As proposed by the Clark County Commission on April 20, capacity restrictions for public gatherings will be increased to 80 percent effective May 1, distance requirements will be reduced from six to three feet, and nightclubs may reopen.

Restaurants

Restaurants are now allowed to extend their capacity limits to 80 percent, still urging the public to follow proper CDC guidelines.

Grocery stores

If self-service salad bars, salsa bars, olive bars, condiment stations, and bulk food bins are supervised by an employee, hand sanitizer is provided, service utensils are changed out every hour, and patrons and employees have separated appropriately, they could return. If samples are consumed, face covers must be replaced right away.

Casinos

As long as licensed gaming establishments in Nevada are licensed, the Nevada Gaming Control Board will have jurisdiction over their gaming areas, including gaming floors.

Buffets

Self-serve buffets can reopen if they are supervised by an employee, if hand sanitizer is available to patrons, and if service utensils are changed every hour.

Adult entertainment

All employers must provide face coverings to employees, and employees must wear them, and all patrons must wear them when not actively eating, drinking, or smoking, a policy no different from the current requirements at restaurants and bars. At 50 percent capacity, the business must provide workers, customers, and visitors with places to wash their hands, including frequent and thorough hand washing.

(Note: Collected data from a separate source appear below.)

PR #14880, opened 2024-02-28
[#32940] Unsetting a user value in bulk is not possible

dombesz:
https://community.openproject.org/work_packages/32940

### DIFF
--- a/spec/features/work_packages/bulk/update_work_package_spec.rb
+++ b/spec/features/work_packages/bulk/update_work_package_spec.rb
@@ -276,8 +276,8 @@ RSpec.describe 'Bulk update work packages through Rails view', :js, :with_cuprit
 
         it 'clears the chosen values' do
           # Required fields should not have a 'none' option
-          expect(page).to have_no_select(required_boolean_cf.name, options: ['none'])
-          expect(page).to have_no_select(required_list_cf.name, options: ['none'])
+          expect(page).to have_no_select(required_boolean_cf.name, with_options: ['none'])
+          expect(page).to have_no_select(required_list_cf.name, with_options: ['none'])
 
           # Unset any non-required fields
           select 'none', from: boolean_cf.name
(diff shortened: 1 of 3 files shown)


spec/features/work_packages/bulk/update_work_package_spec.rb
```diff
@@ -204,6 +204,101 @@
...
+          end
+
+          refresh
+          wait_for_reload
+        end
+
+        it 'clears the chosen values' do
+          # Required fields should not have a 'none' option
+          expect(page).to have_no_select(required_boolean_cf.name, options: ['none'])
+          expect(page).to have_no_select(required_list_cf.name, options: ['none'])
```
aaron-contreras: These expectations could lead to false positives. The `options` attribute allows you to specify **exact** matches. Meaning it's trying to ensure there is no required select field with _solely_ the 'none' option (which there never will be) even if this behavior later changes to explicitly be that.

This is visible if you try:
```ruby
expect(page).to have_select(required_boolean_cf.name, options: ['none'])
```

you'll see the failure output:
```
     Failure/Error: expect(page).to have_select(required_boolean_cf.name, options: ['none'])
       expected to find visible select box "Required Bool CF" that is not disabled with options ["none"] but there were no matches. Also found "(No change)\nyes\nno", which matched the selector but not all filters. Expected options ["none"] found ["(No change)", "yes", "no"]
```

A more precise matcher for this case would be `with_options` which tests against *partial* matches. Meaning it will assert there are no required select fields with a 'none' option included in their option set.

If we then try:
```ruby
expect(page).to have_select(required_boolean_cf.name, with_options: ['none'])
```

you'll see:
```
     Failure/Error: expect(page).to have_select(required_boolean_cf.name, with_options: ['none'])
       expected to find select box "Required Bool CF" that is not disabled with at least options ["none"] but there were no matches
```

I'd suggest the `with_options` matcher instead to ensure no false positives :)

```suggestion
          expect(page).to have_no_select(required_boolean_cf.name, with_options: ['none'])
          expect(page).to have_no_select(required_list_cf.name, with_options: ['none'])
```

aaron-contreras (approved):
Other than a possible false positive in the specs down the line, this is great! Merge once addressed 🏎️

aaron-contreras:
Nice!

PR #14889, opened 2024-02-29
Fix for multi-value CF "is (AND)" and "is not" filtering

virgo47:
This should fix https://community.openproject.org/projects/openproject/work_packages/53198/activity
"Multi-value custom fields filtering with "is (AND)" and "is not" is affected by values in other CFs"

### DIFF
--- a/app/models/queries/filters/shared/custom_fields/list_optional.rb
+++ b/app/models/queries/filters/shared/custom_fields/list_optional.rb
@@ -59,6 +59,7 @@ module Queries::Filters::Shared
 
         operator_strategy.sql_for_customized(
           values_replaced,
+          custom_field.id,
           Arel.sql(customized_model.name),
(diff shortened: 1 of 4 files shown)


ulferts:
Hi @virgo47, and thanks for providing yet another fix. The change looks good but to safeguard your work, a spec for it would be needed. 

Please add one to the [appropriate file](https://github.com/opf/openproject/blob/dev/spec/models/query/results_custom_field_filter_integration_spec.rb)

virgo47:
Hi @ulferts, I expected that :-) but I wanted to see whether the rest of the tests don't show some inconsistency. I was already working on a separate file, hope that is fine too, it goes through the browser and both of the tests would show a failure of either "is (AND)" or "is not". I couldn't locate the fix you linked, but if it is necessary, I can redo the tests there.

ulferts:
@virgo47 works for me as well. Thanks again.

PR #14892, opened 2024-03-01
Introduces the CopyProjectFolderJob

mereghost:
## What?

Due to the need of polling for OneDrive we have split the copy and file link setup process from the main `ProjectCopy` service.

## How?

I introduced a new job and a couple of new services, deprecating the already existing ones.

More details, tonight at OpenProject News. 🤣


modules/storages/app/common/storages/peripherals/storage_interaction/one_drive/copy_template_folder_command.rb
```diff
@@ -62,9 +62,7 @@ def call(source_location:, destination_name:)
           def handle_response(response)
             case response
             in { status: 202 }
-              id = extract_id_from_url(response.headers[:location])
-
-              ServiceResult.success(result: { id:, url: response.headers[:location] })
+              ServiceResult.success(result: { id: nil, url: response.headers[:location] })
```
Kharonus: 🟡 can we skip the property `id` if it is always `nil` when using the copy command of OneDrive?

modules/storages/app/services/projects/copy/storage_project_folders_dependent_service.rb
```diff
@@ -46,6 +46,12 @@ def source_count
     def copy_dependency(*)
       return unless state.copied_project_storages
 
+      GoodJob::Batches.enqueue(on_success: NotifyCopyCompletedJob, project_storages: state.copied_project_storages) do
+        state.copied_project_storages.each do |project_storages|
+          ::Storages::CopyProjectFoldersJob.enqueue(project_storages[:source], project_storages[:target])
+        end
+      end
```
Kharonus: 🔴 Did we talk about GoodJob not being part of 13.4 today in the daily? If yes, we cannot use it to enqueue batches. Am I missing something from the communication?

modules/storages/app/services/projects/copy/storage_project_folders_dependent_service.rb
Kharonus, line 1: 🟡 Should most of the code get removed? As we have this service now as a "non-dependent" service? With the dependent service being "detached" from `/projects/copy_service.rb`, this is now dead code, isn't it?

Same for file links dependent service

modules/storages/app/services/storages/file_links/copy_file_links_service.rb
```diff
@@ -0,0 +1,111 @@
...
+    class CopyFileLinksService
+      def self.call(source:, target:, user:, work_packages_map:)
+        new(source:, target:, user:, work_packages_map:).call
+      end
+
+      def initialize(source:, target:, user:, work_packages_map:)
+        @source = source
+        @target = target
+        @user = user
+        @work_packages_map = work_packages_map.to_h { |key, value| [key.to_i, value.to_i] }
```
Kharonus, line 42: ❓ huh? this seems not the change the map. What is the matter of the iteration here?

modules/storages/app/services/storages/file_links/copy_file_links_service.rb
```diff
@@ -0,0 +1,111 @@
...
+      end
+
+      def create_unmanaged_file_links(source_file_links)
+        source_file_links.find_each do |source_file_link|
+          attributes = source_file_link.dup.attributes
+
+          attributes['creator_id'] = @user.id
+          attributes['container_id'] = @work_packages_map[source_file_link.container_id]
+
+          # TODO: Do something when this fails
```
Kharonus: 🟡 resolve todo? 😁 

This is not part of current implementation, I know. What should we do?

`CopyFileLinksService` seems to not return a `ServiceResult` right now. Should it return one and log the included failures from the caller?

Or simply log the failures when the creation fails.

modules/storages/app/common/storages/peripherals/storage_interaction/one_drive/copy_template_folder_command.rb
Kharonus: Actually, I'd retract my change request here. I like it to be very explicit about NOT having an id here.

Kharonus (changes requested):
At least one thing me thinks is preventing a merge right now. The others are open questions und uncertain issues.

modules/storages/app/common/storages/peripherals/storage_interaction/one_drive/copy_template_folder_command.rb
mereghost: Yeah, that was the idea. Be explicit about the nil id. =)

modules/storages/app/services/projects/copy/storage_project_folders_dependent_service.rb
mereghost: Oh, this is enqueue as many jobs as there are project storages. Batches would give us a way to check for completion of all jobs and also re-organize the main `CopyProjectJob` around it.

modules/storages/app/services/projects/copy/storage_project_folders_dependent_service.rb
mereghost: Yes! I forgot to remove those! Good catch.

modules/storages/app/services/storages/file_links/copy_file_links_service.rb
mereghost: This transform all the keys and values to integers. 

Due to limitations of `ActiveJob` hashes can only be serialized if the keys are symbols or strings which is kinda inconvenient for our usage.

modules/storages/app/services/storages/file_links/copy_file_links_service.rb
mereghost: That was part of the feedback I wanted. I think for now I'll just log the errors.

We need to decide on what to return when some object does multiple operations, some of which might fail but not be catastrophic. A success with errors feels about right, but I'm no sure. Same goes of for having a result on a failure, feels correct but... idk.

modules/storages/app/services/projects/copy/storage_project_folders_dependent_service.rb
Kharonus: So there is no problem with using `GoodJob::Batches.enqueue` before our delayed jobs are refactored to GoodJob?

mereghost: In theory not, enqueue is part of `ActiveJob`s API, but this file just got deleted as it isn't needed anymore. XD

modules/storages/app/services/storages/file_links/copy_file_links_service.rb
```diff
@@ -0,0 +1,111 @@
...
+        @source = source
+        @target = target
+        @user = user
+        @work_packages_map = work_packages_map.to_h { |key, value| [key.to_i, value.to_i] }
+      end
+
+      def call
+        source_file_links = FileLink
+          .includes(:creator)
+          .where(container_id: @work_packages_map.keys, container_type: "WorkPackage")
```
akabiru, line 48: 🟢 guard clause `return ServiceResult.success if @work_packages_map.keys.empty?`

modules/storages/app/workers/storages/copy_project_folders_job.rb
```diff
@@ -0,0 +1,83 @@
...
+      FileLinks::CopyFileLinksService.call(source:, target:, user:, work_packages_map: work_package_map)
+    end
+
+    private
+
+    def prepare_polling(result, source)
+      return if result[:id]
+      return unless result[:url] # Inactive project storages can return id: nil here.
+
+      Thread.current[job_id] = result[:url]
```
akabiru: 🟠 `RequestStore` thread safer?

modules/storages/app/workers/storages/copy_project_folders_job.rb
```diff
@@ -0,0 +1,83 @@
...
+  class CopyProjectFoldersJob < ApplicationJob
+    retry_on Errors::PollingRequired, wait: 3, attempts: (Rails.env.test? ? 3 : :unlimited)
+    discard_on HTTPX::HTTPError
+
+    def perform(user_id:, source_id:, target_id:, work_package_map:)
+      target = ProjectStorage.find(target_id)
+      source = ProjectStorage.find(source_id)
+      user = User.find(user_id)
+
+      # TODO: Do Something when this fails
```
akabiru: 🟢 perhaps log and retry polling with exponential backoff? In the perhaps rare case that there s throttling or a network issue?

akabiru (dismissed):
Looks good to me 👍🏾

modules/storages/app/workers/storages/copy_project_folders_job.rb
mereghost: In this case it shouldn't be an issue as it isn´t running on the context of a puma thread, just on the background worker.

But I could make the change as I don't have any qualms with RequestStore. :P

modules/storages/app/services/storages/file_links/copy_file_links_service.rb
mereghost: There will be a call to `find_each` which will immediately return in case of an empty result.

In all cases it calls for a query or iterates over the empty array, so no extra handling should be necessary or distracting in this case.

mereghost:
PR #15054 includes this one and supersedes it. Closing for now.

The gentlemen’s club must provide routine cleaning and disinfection of surfaces and equipment and conduct daily surveys of staff health conditions.

Nightclubs

Maximum occupancy for a nightclub is 50 percent. All employers and employees must wear face coverings when not eating, drinking, or smoking, and every patron must wear a face covering when not actively eating, drinking, or smoking. A business must encourage frequent and thorough hand washing, as well as providing workers, customers, and worksite visitors with a place to wash their hands. Nightclubs are required to offer routine cleaning and disinfecting of surfaces and equipment with EPA-approved cleaning chemicals and conduct daily surveys of staff health conditions. Dance floors are prohibited if social distancing requirements are applicable.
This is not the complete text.